:: DATA FOR PROCESSING ::

PR #1540, opened 2026-05-17
feat(cua-driver-rs): Windows installer + ARM64 build + versioned-dirs install layout

f-trycua:
## Summary

Three related install-UX improvements for the `cua-driver-rs` (Rust) port — landing together because they share the same on-disk layout / asset-naming conventions.

### 1. Versioned-dirs + `current`-symlink install layout (Linux)

Linux installs now drop the binary into a per-version directory and swap the active version via an atomic rename of a `current` symlink:

```
$CUA_DRIVER_RS_HOME/                            (default ~/.cua-driver-rs)
  packages/
    releases/
      0.2.0-x86_64-unknown-linux-gnu/cua-driver   (immutable per version)
      0.2.1-x86_64-unknown-linux-gnu/cua-driver
    current/cua-driver -> ../releases/<active>/cua-driver
$CUA_DRIVER_RS_INSTALL_DIR/cua-driver -> $CUA_DRIVER_RS_HOME/packages/current/cua-driver
```

PATH consumers (and MCP client configs that hard-code `~/.local/bin/cua-driver`) never need to change when the active version moves. Rollback is a single `ln -sfn` against `current`.

Also: the legacy `CUA_DRIVER_RS_BIN_DIR` env is renamed `CUA_DRIVER_RS_INSTALL_DIR` (old name still accepted, undocumented), and `CUA_DRIVER_RS_HOME` is added to override the package home.

### 2. PowerShell installer + ARM64 Windows builds

New `libs/cua-driver-rs/scripts/install.ps1` (~600 LOC including doc-comments + inline C# P/Invoke for NTFS reparse points). Same three-tier layout as Linux, but wired with directory junctions instead of symlinks:

```
<visibleBinDir>   [junction → currentDir]   = %LOCALAPPDATA%\Programs\trycua\cua-driver-rs\bin
<currentDir>      [junction → release dir]  = %USERPROFILE%\.cua-driver-rs\packages\current
<release dir>     [real dir, immutable]     = %USERPROFILE%\.cua-driver-rs\packages\releases\<v>-<target>
                                                cua-driver.exe
```

Directory junctions (`IO_REPARSE_TAG_MOUNT_POINT`) are creatable by any unprivileged user — no admin, no Developer Mode. Implementation is inline C# inside the PS1 (a `CuaDriverInstaller.Junction` static class exposing `SetTarget` / `GetTarget` via P/Invoke to `DeviceIoControl`); PowerShell wrappers `Ensure-Junction` / `Test-IsJunction` / `Set-JunctionTarget` sit on top. `Ensure-Junction` refuses to clobber an existing non-junction directory at the link path so the installer never silently nukes user files.

Architecture detection uses `[System.Runtime.InteropServices.RuntimeInformation]::OSArchitecture` — so an x64 PowerShell on an arm64 host still picks the native arm64 binary. Unsupported arches fail fast with a hint to file an issue (no silent fallback).

CD workflow changes:
- `build-windows` is now matrixed across `x86_64` + `arm64` (both cross-compile from `windows-latest`; no separate arm64 runner needed).
- The `release` job stages `install.sh` + `install.ps1` as first-class release assets, so the canonical one-liners hit `github.com/trycua/cua/releases/latest/download/install.{sh,ps1}` — stable across releases.

### 3. Rosetta detection on Apple Silicon (already-landed first commit)

`uname -m` reports `x86_64` when called from a Rosetta-translated shell on an Apple Silicon Mac (e.g. `arch -x86_64 bash`, Homebrew pinned to `/usr/local/`). We now check `sysctl.proc_translated` and switch to the native arm64 download so users don't end up running an x86_64 binary under Rosetta.

### macOS asymmetry (intentional)

macOS still places `CuaDriverRs.app` in `/Applications` and symlinks `~/.local/bin/cua-driver` into the bundle. The `.app` placement is the anchor for both **TCC attribution** (cdhash + bundle id) and **LaunchServices** (`open -a CuaDriverRs`) — symlinking the `.app` from `/Applications` to a versioned dir under `$CUA_DRIVER_RS_HOME` would break both. Rollback on macOS therefore = reinstall with `CUA_DRIVER_RS_VERSION=<x.y.z>`. A code comment in the install.sh branch explains this; the docs page surfaces it in a callout.

## Test plan

- [x] `bash -n libs/cua-driver-rs/scripts/install.sh` — passes
- [x] `bash -n libs/cua-driver/scripts/install.sh` — passes
- [x] **macOS smoke-test of `--experimental-rust` delegation**:
  ```bash
  CUA_DRIVER_RS_HOME=/tmp/smoke-test-home CUA_DRIVER_RS_VERSION=0.2.0 \
    libs/cua-driver/scripts/install.sh --experimental-rust \
    --bin-dir /tmp/smoke-test-bindir --no-modify-path
  ```
  Verified: hits the macOS `.app` branch (unchanged), drops `CuaDriverRs.app` into `/Applications`, symlinks `/tmp/smoke-test-bindir/cua-driver`. The new `HOME_DIR` / versioned-dirs code path is skipped on macOS by design.
- [ ] **Linux smoke-test of the new versioned-dirs path** — needs a Linux runner with a published `cua-driver-rs-v*` release. Manual recipe (any user):
  ```bash
  CUA_DRIVER_RS_HOME=/tmp/cdrs-home CUA_DRIVER_RS_VERSION=0.2.0 \
    libs/cua-driver-rs/scripts/install.sh --bin-dir /tmp/cdrs-bin --no-modify-path
  ls -la /tmp/cdrs-home/packages/{current,releases}
  /tmp/cdrs-bin/cua-driver --version
  # Then exercise rollback once a second release exists:
  ln -sfn ../releases/0.1.9-x86_64-unknown-linux-gnu /tmp/cdrs-home/packages/.current.tmp
  mv -Tf /tmp/cdrs-home/packages/.current.tmp /tmp/cdrs-home/packages/current
  /tmp/cdrs-bin/cua-driver --version    # → 0.1.9
  ```
- [ ] **Windows smoke-test of install.ps1** — blocked on this PR landing + a new `cua-driver-rs-v*` tag (install.ps1 needs to exist at the release asset URL). Once the next release ships, manual recipe in a clean Windows 11 user shell:
  ```powershell
  irm https://github.com/trycua/cua/releases/latest/download/install.ps1 | iex
  # Verify the junction chain:
  fsutil reparsepoint query "$env:LOCALAPPDATA\Programs\trycua\cua-driver-rs\bin"
  fsutil reparsepoint query "$env:USERPROFILE\.cua-driver-rs\packages\current"
  # Roll back:
  $env:CUA_DRIVER_RS_VERSION = "0.2.0"
  irm https://github.com/trycua/cua/releases/latest/download/install.ps1 | iex
  ```
- [ ] **CI**: validate that the `windows-arm64` cross-compile from `windows-latest` succeeds on the first matrixed run. If it doesn't, fallback is a `windows-11-arm` runner — but Rust + MSVC ARM64 cross has been first-class for a while, so we expect it to just work.
- [ ] **PSScriptAnalyzer lint**: not run locally (`pwsh` is not available on the dev machine without a sudo install). Will land in the first windows-latest CI run.

## Notes for reviewers

- The PS1 file is large because the inline C# Junction class needs the full DeviceIoControl P/Invoke + REPARSE_DATA_BUFFER layout — pulling it out into a separate `.cs` file would mean either a build step at install time or shipping a precompiled DLL, both worse trade-offs than ~50 LOC of inline C# the user can read.
- The `--experimental-rust` delegation path in `libs/cua-driver/scripts/install.sh` is unchanged; the only relevant rename (`CUA_DRIVER_RS_BIN_DIR` → `CUA_DRIVER_RS_INSTALL_DIR`) is accepted under both names in `install.sh`, so forwarded args from the Swift installer keep working.

## Summary by CodeRabbit

* **New Features**
  * Added Windows ARM64 support for cua-driver-rs
  * Introduced PowerShell installer script for Windows with versioned releases and rollback capability
  * Enhanced shell installer with atomic upgrade/rollback for Linux

* **Documentation**
  * Added comprehensive installation guide for cua-driver-rs across Linux, Windows, and macOS with platform-specific one-liner commands and environment variable overrides
  * Documented versioned release layout and rollback procedures

[Review Change Stack](https://app.coderabbit.ai/change-stack/trycua/cua/pull/1540?utm_source=github_walkthrough&utm_medium=github&utm_campaign=change_stack)

### DIFF
--- a/.github/workflows/cd-rust-cua-driver.yml
+++ b/.github/workflows/cd-rust-cua-driver.yml
@@ -135,7 +135,13 @@ jobs:
           New-Item -ItemType Directory -Force -Path "release/$stage" | Out-Null
           Copy-Item "target/$target/release/cua-driver.exe" "release/$stage/"
           if (Test-Path "../../LICENSE.md") { Copy-Item "../../LICENSE.md" "release/$stage/LICENSE" }
-          Compress-Archive -Path "release/$stage/*" -DestinationPath "release/$stage.zip" -Force
+          # Zip the directory itself (no trailing /*) so the archive contains
+          # the top-level "$stage" wrapper dir — install.ps1 walks into
+          # extracted/cua-driver-rs-<v>-<arch>/cua-driver.exe to find the
+          # binary. With "release/$stage/*" Compress-Archive strips the
+          # wrapper and dumps the files at the archive root, which breaks
+          # the installer's path lookup.
+          Compress-Archive -Path "release/$stage" -DestinationPath "release/$stage.zip" -Force
           # Bare binary (cua-driver.exe by itself) — matches Swift's
           # `*-binary.tar.gz` convention but as .zip since Windows tools
           # don't always have tar on PATH.
--- a/.github/workflows/cd-rust-cua-driver.yml
+++ b/.github/workflows/cd-rust-cua-driver.yml
@@ -81,10 +81,22 @@ jobs:
           path: libs/cua-driver-rs/release/cua-driver-rs-*-linux-x86_64*.tar.gz
           if-no-files-found: error
 
-  # ── Windows x86_64 ───────────────────────────────────────────────────────────
+  # ── Windows (x86_64 + arm64) ─────────────────────────────────────────────────
+  # One matrixed job per Windows target. The arm64 build cross-compiles from
+  # the x86_64 windows-latest runner — Rust + MSVC have first-class support
+  # for that cross, so no separate arm64 runner is needed. install.ps1 picks
+  # the matching zip at install time based on the host's OS architecture.
   build-windows:
-    name: windows-x86_64
+    name: windows-${{ matrix.arch }}
     runs-on: windows-latest
+    strategy:
+      fail-fast: false
+      matrix:
+        include:
+          - arch: x86_64
+            target: x86_64-pc-windows-msvc
+          - arch: arm64
+            target: aarch64-pc-windows-msvc
     steps:
       - uses: actions/checkout@v4
       - name: Determine version
@@ -99,28 +111,29 @@ jobs:
           echo "version=$VERSION" >> "$GITHUB_OUTPUT"
       - uses: dtolnay/rust-toolchain@stable
         with:
-          targets: x86_64-pc-windows-msvc
+          targets: ${{ matrix.target }}
       - uses: actions/cache@v4
         with:
           path: |
             ~/.cargo/registry
             ~/.cargo/git
             libs/cua-driver-rs/target
-          key: rust-cua-driver-rs-windows-x86_64-${{ hashFiles('libs/cua-driver-rs/Cargo.lock', 'libs/cua-driver-rs/**/Cargo.toml') }}
+          key: rust-cua-driver-rs-windows-${{ matrix.arch }}-${{ hashFiles('libs/cua-driver-rs/Cargo.lock', 'libs/cua-driver-rs/**/Cargo.toml') }}
           restore-keys: |
-            rust-cua-driver-rs-windows-x86_64-
+            rust-cua-driver-rs-windows-${{ matrix.arch }}-
       - name: Build (release)
         working-directory: libs/cua-driver-rs
-        run: cargo build -p cua-driver --release --target x86_64-pc-windows-msvc
+        run: cargo build -p cua-driver --release --target ${{ matrix.target }}
       - name: Package
         working-directory: libs/cua-driver-rs
         shell: pwsh
         run: |
           $version = "${{ steps.version.outputs.version }}"
-          $label   = "windows-x86_64"
+          $label   = "windows-${{ matrix.arch }}"
+          $target  = "${{ matrix.target }}"
           $stage   = "cua-driver-rs-${version}-${label}"
           New-Item -ItemType Directory -Force -Path "release/$stage" | Out-Null
-          Copy-Item "target/x86_64-pc-windows-msvc/release/cua-driver.exe" "release/$stage/"
+          Copy-Item "target/$target/release/cua-driver.exe" "release/$stage/"
           if (Test-Path "../../LICENSE.md") { Copy-Item "../../LICENSE.md" "release/$stage/LICENSE" }
           Compress-Archive -Path "release/$stage/*" -DestinationPath "release/$stage.zip" -Force
           # Bare binary (cua-driver.exe by itself) — matches Swift's
@@ -130,8 +143,8 @@ jobs:
           Get-ChildItem "release/$stage*.zip"
       - uses: actions/upload-artifact@v4
         with:
-          name: cua-driver-rs-windows-x86_64
-          path: libs/cua-driver-rs/release/cua-driver-rs-*-windows-x86_64*.zip
+          name: cua-driver-rs-windows-${{ matrix.arch }}
+          path: libs/cua-driver-rs/release/cua-driver-rs-*-windows-${{ matrix.arch }}*.zip
           if-no-files-found: error
 
   # ── macOS universal (arm64 + x86_64 → lipo) ─────────────────────────────────
@@ -357,6 +370,13 @@ jobs:
           mkdir -p release-upload
           find artifacts -type f \( -name "*.tar.gz" -o -name "*.zip" \) \
             -exec cp {} release-upload/ \;
+          # Ship the installer scripts as first-class release assets so the
+          # canonical one-liners hit
+          # github.com/trycua/cua/releases/latest/download/install.{sh,ps1}
+          # — that URL is stable across releases and survives a typo in
+          # the per-version tag.
+          cp libs/cua-driver-rs/scripts/install.sh  release-upload/install.sh
+          cp libs/cua-driver-rs/scripts/install.ps1 release-upload/install.ps1
           echo "Release files:"
           ls -lh release-upload/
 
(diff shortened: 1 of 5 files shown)


f-trycua:
Addressed all 5 CodeRabbit findings — pushed 3 fixup commits to `feat/cua-driver-rs-install-ux`:

**[8a07d2f3](https://github.com/trycua/cua/commit/8a07d2f3)** — Windows one-liner URL + docs symlink layout

- Windows one-liner now fetches `install.ps1` from `raw.githubusercontent.com/trycua/cua/main/libs/cua-driver-rs/scripts/install.ps1`. The previous `/releases/latest/download/install.ps1` resolves to a non-prerelease (we ship as prerelease + `make_latest: false`, so we're excluded from `/releases/latest`), which doesn't contain `install.ps1`. Same pattern the Linux/macOS one-liner already uses.
- Updated: workflow release body, docs page (two one-liner blocks), install.ps1 self-doc, install.sh's Windows-user error hint.
- Also fixed the Linux symlink layout in `installation.mdx`: `packages/current` IS the symlink (pointing at `releases/<v>-<target>/`), and `packages/current/cua-driver` is the binary inside the target dir reached through that symlink. Rollback recipe corrected to use the right relative target shape (`releases/<v>-<target>`, no leading `../`) matching what `install.sh` writes.

**[18039c7d](https://github.com/trycua/cua/commit/18039c7d)** — preserve top-level dir in Windows zip

- `Compress-Archive -Path "release/$stage/*"` strips the wrapper dir; install.ps1 expects `extracted/cua-driver-rs-<v>-<arch>/cua-driver.exe`. Drop the trailing `/*` so the zip contains the top-level `$stage` directory.
- Verified the layout locally with the `zip(1)` equivalent (`zip -r out.zip <dir>` without trailing `/*`); resulting archive lists `cua-driver-rs-<v>-<arch>/cua-driver.exe` at the expected path.

**[3425af0b](https://github.com/trycua/cua/commit/3425af0b)** — atomic junction retarget + paginated release lookup

- `Ensure-Junction`: drop the `Remove-Item`-then-recreate dance. `DeviceIoControl(FSCTL_SET_REPARSE_POINT)` on an existing reparse point is an in-place update of the reparse-data buffer (single kernel call) — atomic, no window where the path is absent. The previous flow opened a brief gap where any concurrent path lookup through the junction (PATH consumer, MCP client spawn) could see a missing directory.
- `Resolve-Version`: paginate the GitHub releases endpoint instead of relying on the first 40 entries. As the repo accumulates releases (Swift `cua-driver-v*` + other prefixes ship to the same repo), `cua-driver-rs-v*` tags can fall off the first page. Now walks pages of 100 until the API returns fewer than `per_page` results or 10 pages have been fetched (1000 releases, generous insurance against an unbounded loop).

Verified after each commit: `bash -n libs/cua-driver-rs/scripts/install.sh` passes, `yq` round-trips the workflow YAML cleanly. PowerShell parse not verified locally (no `pwsh` on dev machine — will surface in the first windows-latest CI run).

@coderabbitai please review the three new commits.

f-trycua:
Pushed two follow-up commits adding a baked-version fallback to both Rust install scripts, matching the Swift installer's `env > baked > API` resolution chain. Summary:

- **`feat(install): baked-version fallback in Rust install scripts + matching CD bake step`** (`b8af910a`) — adds a sentinel-block-wrapped `CUA_DRIVER_RS_BAKED_VERSION` to `scripts/install.sh` and a `$Script:CuaDriverRsBakedVersion` to `scripts/install.ps1`, both initialised to `0.2.0`. Reorders `Resolve-Version` (sh + ps1) so the precedence is **env > baked > API**. Adds a `Bake version into install scripts` step to `cd-rust-cua-driver.yml` that uses the GitHub App token (`RELEASE_APP_ID` + `RELEASE_APP_PRIVATE_KEY`) — same auth pattern as `cd-swift-cua-driver.yml` after `544725e4` — so the post-release push to `main` bypasses the pull-request ruleset. PARITY.md gets a dedicated section documenting the chain, the rationale, the sentinel-block format, and the GNU-vs-BSD sed asymmetry between the Rust and Swift workflows.
- **`docs(installation): document the env > baked > API version-resolution precedence`** (`f9a91ec6`) — updates the fumadocs installer page with a callout next to the env-var override table.

Why: the default `curl … | bash` / `irm … | iex` install path against `main` now resolves the release tag locally with zero GitHub API calls. An API outage, an unauthenticated rate limit (60 req/hr per IP), or a transient network blip no longer breaks a default install. The API path becomes the fallback hit only by dev installs from un-baked branches.

Notes:
- The `install.sh` single-page pagination (`?per_page=40`) is intentionally **not** touched in this change. It is now fallback-only — the bug surface is dev installs from branches that haven't been baked yet — so the urgency drops. Easy follow-up if anyone wants belt-and-braces (the pagination fix already landed in `install.ps1` in `3425af0b`).
- Validations run locally: `bash -n libs/cua-driver-rs/scripts/install.sh`, `bash -n libs/cua-driver/scripts/install.sh` (Swift installer untouched, no regression), `yq` parse on the rewritten workflow. Sed bake patterns dry-run against the in-tree files to confirm the assignment lines are matched and rewritten end-to-end.

@coderabbitai please re-review the two new commits — `b8af910a` and `f9a91ec6`.

f-trycua:
@coderabbitai please re-review the latest commits — `b8af910a` (`feat(install): baked-version fallback in Rust install scripts + matching CD bake step`) and `f9a91ec6` (`docs(installation): document the env > baked > API version-resolution precedence`) landed after your previous LGTM. They add a third tier to the version-resolution chain (env > baked > API) so the common `curl | bash` path doesn't depend on the GitHub releases API, mirroring the Swift install.sh shape. CD bake step uses the same App-token pattern that just landed in cd-swift-cua-driver.yml.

:::

HOW TO COMPLETE THIS TASK -
Work out how many lines in the listing above hold the word "runner", and answer only with that number.

ANSWER TO THIS TASK -
5